#### INPUT FOR THIS TASK ####

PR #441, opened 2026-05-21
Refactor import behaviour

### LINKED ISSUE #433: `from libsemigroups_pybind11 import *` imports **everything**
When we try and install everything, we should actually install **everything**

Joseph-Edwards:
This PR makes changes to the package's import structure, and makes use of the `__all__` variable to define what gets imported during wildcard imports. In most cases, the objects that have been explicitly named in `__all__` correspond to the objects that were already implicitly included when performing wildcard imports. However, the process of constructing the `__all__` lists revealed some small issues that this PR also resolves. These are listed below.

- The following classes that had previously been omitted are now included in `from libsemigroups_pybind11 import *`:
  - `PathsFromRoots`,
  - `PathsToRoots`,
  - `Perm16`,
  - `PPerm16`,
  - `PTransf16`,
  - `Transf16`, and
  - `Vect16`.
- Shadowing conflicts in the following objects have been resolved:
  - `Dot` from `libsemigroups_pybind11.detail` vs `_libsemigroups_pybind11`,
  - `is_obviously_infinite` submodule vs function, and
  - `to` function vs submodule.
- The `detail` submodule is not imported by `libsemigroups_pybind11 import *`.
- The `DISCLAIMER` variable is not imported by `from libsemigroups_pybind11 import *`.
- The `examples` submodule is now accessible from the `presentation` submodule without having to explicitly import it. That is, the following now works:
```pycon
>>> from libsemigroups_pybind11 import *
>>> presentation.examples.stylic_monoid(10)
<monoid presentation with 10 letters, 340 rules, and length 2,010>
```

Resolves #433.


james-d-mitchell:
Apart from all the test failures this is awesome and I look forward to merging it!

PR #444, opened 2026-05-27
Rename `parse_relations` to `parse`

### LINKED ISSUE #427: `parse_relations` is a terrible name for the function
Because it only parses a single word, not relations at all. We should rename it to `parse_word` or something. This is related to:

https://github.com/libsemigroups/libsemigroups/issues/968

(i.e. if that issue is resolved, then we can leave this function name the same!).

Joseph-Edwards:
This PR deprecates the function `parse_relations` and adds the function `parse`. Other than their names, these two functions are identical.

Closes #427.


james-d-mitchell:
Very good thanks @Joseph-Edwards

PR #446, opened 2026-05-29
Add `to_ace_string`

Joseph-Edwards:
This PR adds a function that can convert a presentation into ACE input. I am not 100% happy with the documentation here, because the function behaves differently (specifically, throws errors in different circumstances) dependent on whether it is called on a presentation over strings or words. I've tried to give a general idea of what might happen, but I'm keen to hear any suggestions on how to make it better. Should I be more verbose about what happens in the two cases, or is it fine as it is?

####

▸ WHAT IS REQUIRED: Transcribe each entry verbatim, leaving none out.

▸ EXERCISE OUTPUT:
PR #441, opened 2026-05-21
Refactor import behaviour

### LINKED ISSUE #433: `from libsemigroups_pybind11 import *` imports **everything**
When we try and install everything, we should actually install **everything**

Joseph-Edwards:
This PR makes changes to the package's import structure, and makes use of the `__all__` variable to define what gets imported during wildcard imports. In most cases, the objects that have been explicitly named in `__all__` correspond to the objects that were already implicitly included when performing wildcard imports. However, the process of constructing the `__all__` lists revealed some small issues that this PR also resolves. These are listed below.

- The following classes that had previously been omitted are now included in `from libsemigroups_pybind11 import *`:
  - `PathsFromRoots`,
  - `PathsToRoots`,
  - `Perm16`,
  - `PPerm16`,
  - `PTransf16`,
  - `Transf16`, and
  - `Vect16`.
- Shadowing conflicts in the following objects have been resolved:
  - `Dot` from `libsemigroups_pybind11.detail` vs `_libsemigroups_pybind11`,
  - `is_obviously_infinite` submodule vs function, and
  - `to` function vs submodule.
- The `detail` submodule is not imported by `libsemigroups_pybind11 import *`.
- The `DISCLAIMER` variable is not imported by `from libsemigroups_pybind11 import *`.
- The `examples` submodule is now accessible from the `presentation` submodule without having to explicitly import it. That is, the following now works:
```pycon
>>> from libsemigroups_pybind11 import *
>>> presentation.examples.stylic_monoid(10)
<monoid presentation with 10 letters, 340 rules, and length 2,010>
```

Resolves #433.


james-d-mitchell:
Apart from all the test failures this is awesome and I look forward to merging it!

PR #444, opened 2026-05-27
Rename `parse_relations` to `parse`

### LINKED ISSUE #427: `parse_relations` is a terrible name for the function
Because it only parses a single word, not relations at all. We should rename it to `parse_word` or something. This is related to:

https://github.com/libsemigroups/libsemigroups/issues/968

(i.e. if that issue is resolved, then we can leave this function name the same!).

Joseph-Edwards:
This PR deprecates the function `parse_relations` and adds the function `parse`. Other than their names, these two functions are identical.

Closes #427.


james-d-mitchell:
Very good thanks @Joseph-Edwards

PR #446, opened 2026-05-29
Add `to_ace_string`

Joseph-Edwards:
This PR adds a function that can convert a presentation into ACE input. I am not 100% happy with the documentation here, because the function behaves differently (specifically, throws errors in different circumstances) dependent on whether it is called on a presentation over strings or words. I've tried to give a general idea of what might happen, but I'm keen to hear any suggestions on how to make it better. Should I be more verbose about what happens in the two cases, or is it fine as it is?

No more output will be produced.